По утрам в кухне мать делала Лиле перевязку. Она освобождала от белых
марлевых бинтов предплечье, шею, грудь и плечо и открывала мокнущие ожоги.
Отец Лилы Джим Джексон работал на ферме, владелец которой проживал в
городе. Вставал Джим обычно в пять утра; до нас доносился его голос, когда
он покрикивал на собаку, загоняя коров для дойки.
Зимние утра были темны и холодны, жена Джима растапливала плиту и
готовила чай к возвращению мужа с выгона. Затем они вместе доили коров при
свете фонаря, подвешенного к балке навеса и качавшегося от ветра из стороны
в сторону.
Миссис Джексон была худенькая, болезненная женщина с большими темными
глазами, печально глядевшими на мир. Она не выходила за пределы фермы, не
бывала ни у кого в гостях и безропотно мирилась со своей скучной жизнью,
тяжким трудом и бедностью.
Пятеро детей миссис Джексон - четыре девочки и мальчик - ходили в
обносках, которые она штопала и латала по вечерам при свете дешевой
керосиновой лампы, свисавшей с потолка кухни на двух цепочках.
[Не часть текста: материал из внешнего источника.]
PR #6392, opened 2026-06-19
[#6350] Support hiding form title

### LINKED ISSUE #6350: Add support for hiding the form title
We want to give the ability to hide the title of the form, as there might be two h1 elements on the page.

vaszig:
Closes #6350 partly

**Changes**

- Added a data attribute which will be picked up by the SDK and will render (or not) the form title.

**Checklist**

- Impact on features

  - [x] Checked copying a form

- Dockerfile/scripts

- Commit hygiene

- Documentation

### DIFF
--- a/docs/developers/embedding.rst
+++ b/docs/developers/embedding.rst
@@ -62,6 +62,12 @@ Available options
     Required. The UUID or slug of the form to embed. This can be obtained via the Open
     Forms admin interface.
 
+
+``showFormTitle``:
+    Optional. When set to ``true`` it shows the form title when the form is rendered. This
+    can be set to ``false`` in case this is needed (for example useful for embedded forms
+    that already have an ``h1`` element / title in the dom).
+
 ``basePath``:
     Optional, but highly recommended. The SDK considers this as the base URL and builds all
     URLs relatively to this URL.
--- a/src/openforms/static/sdk-wrapper.mjs
+++ b/src/openforms/static/sdk-wrapper.mjs
@@ -13,6 +13,7 @@ const initializeSDK = async node => {
   const {
     sdkModule,
     formId,
+    showFormTitle,
     baseUrl,
     basePath,
     cspNonce,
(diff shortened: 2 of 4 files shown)


docs/developers/embedding.rst
```diff
@@ -62,6 +62,12 @@ Available options
     Required. The UUID or slug of the form to embed. This can be obtained via the Open
     Forms admin interface.
 
+
+``showFormTitle``:
+    Optional. When set to `true` it shows the form title when the form is rendered. This
```
sergei-maertens:
```suggestion
    Optional. When set to ``true`` it shows the form title when the form is rendered. This
```
and the rest as well - double backticks are necessary in RST for code formatting

src/openforms/static/sdk-wrapper.mjs
```diff
@@ -13,6 +13,7 @@ const initializeSDK = async node => {
   const {
     sdkModule,
     formId,
+    showFormTitle,
```
sergei-maertens, line 16: in its current form, this will be the literal string `'true'` rather than a boolean - is that intentional?

sergei-maertens (changes requested):

src/openforms/static/sdk-wrapper.mjs
vaszig: No, this is a mistake I guess because I couldn't see that working with our local form. I only saw/tested that in the SDK with a story. Could you please elaborate a bit?Do you mean to parse it here in order to have it as boolean?

sergei-maertens: `data-foo` will always be a string, when grabbing it from the dataset :-) so you need to explicitly cast it to a boolean - something like `showFormtitle: showFormTitle === 'false' ? false : true,` should do and is backwards-compatible in case the attribute is not provided.

vaszig: And of course this was the problem for not being able to see the results in the local form. I should have thought about it.

sergei-maertens (approved):

PR #6393, opened 2026-06-19
Provide easy way to add default value to var expression

### LINKED ISSUE #6391: Provide easy way to add default value in a JSON logic variable expression
With the upcoming changes regarding clearOnHide, form designers might want to add a default value to use when a variable cannot be found in the context during logic evaluation.

This means doing the following to a variable operation:
`{"==": [{"var": "textfield"}, ""]}` -> `{"==": [{"var": ["textfield", ""]}, ""]}`

For advanced logic rules, this change can be made easily, but for simple rules it's not possible. To avoid form designers having to discard their existing rules and create new ones, we can enable switching from simple to advanced rules.

It was briefly discussed to add another input field for the default value to a simple logic rule, but this was disregarded to avoid cluttering the simple trigger setup further.

viktorvanwijk:
Closes #6391

[skip: e2e]

**Changes**

* Added icon to simple logic rule which enables converting it to an advanced one
* Removed some unused imports

**Checklist**

- Impact on features

  - [x] Checked copying a form

- Dockerfile/scripts

- Commit hygiene

- Documentation

### DIFF
--- a/CHANGELOG.rst
+++ b/CHANGELOG.rst
@@ -14,6 +14,38 @@ Changelog
         `latest <https://open-forms.readthedocs.io/en/latest/changelog.html>`_ docs
         version.
 
+3.5.4 (2026-06-23)
+==================
+
+Regular bugfix release.
+
+**Migration tooling**
+
+.. note::
+
+    In Open Forms 3.5.3 we have provided some context about breaking changes regarding
+    "clear on hide" (see the relevant changelog entry).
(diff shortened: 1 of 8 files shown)


sergei-maertens (approved):

viktorvanwijk:
Backport to 3.5.x: 4a8221dd
(not relevant for 3.4.x)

Старшей ее дочери Салли было лет двенадцать. Пока отец с матерью доили
коров во дворе, она вставала, зажигала свечу в детской, будила младших и шла
на кухню готовить им завтрак.
Но часто со сна дети не могли найти свою одежду, бывало, что боль в
ознобленных суставах донимала их или они ссорились из-за того, кому вставать
первым, и тогда Салли приходилось бежать из кухни, чтобы угомонить их.
И вот в одно такое утро Лила, прыгая на пружинном матрасе, опрокинула
свечу, стоявшую на ящике у ее кроватки. Пламя лизнуло бумазейную рубашку
Лилы, и она тотчас вспыхнула. Девочка с криком бросилась в кухню, Салли
плеснула на нее водой из кружки, схватила на руки.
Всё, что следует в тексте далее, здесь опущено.